Data Pre-processing: Average systolic blood pressure was a derived variable calculated as the average of 3 systolic blood pressure readings for those with ≥ 3 readings and on 2 readings for those with only 2 readings.
The biomarker data were log-transformed, and min-max scaled to the range\(\left[-1,1\right]\). The pooled data were randomly split into training (80%) and test (20%) data sets. Listwise exclusion was employed.
GAN Architecture: A common generator neural network architecture was used for modeling all the 16 univariate biomarker distributions, i.e., for the 1-dimensional case.
The generator takes input data from a 10-dimensional latent space that was trained to create output data resembling the training data distribution. The generator neural network model consisted of two dense layers.
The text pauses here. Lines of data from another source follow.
PR #621, opened 2021-08-17
Support standalone (not autoloaded) `*.tfvars` files

### LINKED ISSUE #562: Support standalone (not auto-loaded) tfvars
### Use-cases

The server currently supports only auto-loaded variable files

https://github.com/hashicorp/terraform-ls/blob/f027eab9047efd9324bb7e554b097ea8c111aff3/internal/terraform/module/module_ops.go#L227-L228

but users also often use "stand-alone" variable files which are then passed via CLI to `apply`, `plan` or `destroy`.

They would benefit from similar level of support as we provide for auto-loaded files.

### Proposal

 - Create new `DecodeVariablesFile` function (basically decouple `ParseVariables` operation) which can decode any given _bytes_
 - Modify `didOpen` to parse any such stand-alone variable files and publish any diagnostics
 - Modify `didChange` to re-parse any such stand-alone variable files and publish any diagnostics

Diagnostics for these files should _not_ be stored nor published as part of the module, because we cannot make any conclusions about how the file will be passed and e.g. whether duplicate variable name across two files is an issue.

radeksimko:
Closes #562

This PR decouples some logic of the overgrown `module` package into `ast` and `parser`:
 - `parser` is responsible for parsing `*.tf` and `*.tfvars` files - and potentially other future files we will support
 - `ast` is responsible for representing the files and diagnostics so that they can be filtered accordingly (e.g. we can distinguish between autoloaded and not-autoloaded tfvars files)

### DIFF
--- a/.gitattributes
+++ b/.gitattributes
@@ -1,1 +1,2 @@
 *.go text eol=lf
+*.tf text eol=lf
--- a/internal/decoder/decoder.go
+++ b/internal/decoder/decoder.go
@@ -2,12 +2,11 @@ package decoder
 
 import (
 	"context"
-	"fmt"
 
 	"github.com/hashicorp/hcl-lang/decoder"
 	"github.com/hashicorp/hcl-lang/lang"
-	"github.com/hashicorp/hcl/v2"
 	lsctx "github.com/hashicorp/terraform-ls/internal/context"
+	"github.com/hashicorp/terraform-ls/internal/terraform/ast"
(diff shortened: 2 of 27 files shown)


.gitattributes
```diff
@@ -1 +1,2 @@
 *.go text eol=lf
+*.tf text eol=lf
```
radeksimko, line 2: This is to avoid test failures (in CI) on Windows caused by converted line endings in test config files.

jpogran (approved):
After PR review this looks great!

The hidden layers were comprised of a rectified linear unit (ReLU) function 10 and a batch normalization layer11. The batch normalization layers standardize the inputs to the dense layer for each batch and stabilize the learning process 11. The final layer of the generator was tanh activated.
The discriminator takes input from the generator and predicts whether it belongs to the training distribution. The discriminator model contained two dense layers with ReLu activation. The output was passed to a sigmoid activation function to obtain a classification score. The discriminator network is trained using a binary cross-entropy loss.
Our GANs were prototyped using the AI software tools Keras/TensorFlow. Keras is a neural network library that is integrated with TensorFlow, the open-source library for AI and machine learning.
Training was conducted for 5000 epochs or until the Kolmogorov-Smirnov test p -value for the training vs. generated sample distributions was > 0.05.
Data Analysis: GAN performance was assessed by comparing the GAN-generated biomarker distributions to the test data. For visualization of each biomarker distribution, density histograms containing a sample of 1000 generated and test data samples were used. Quantile-quantile plots of test data vs. GAN-generated data were also assessed.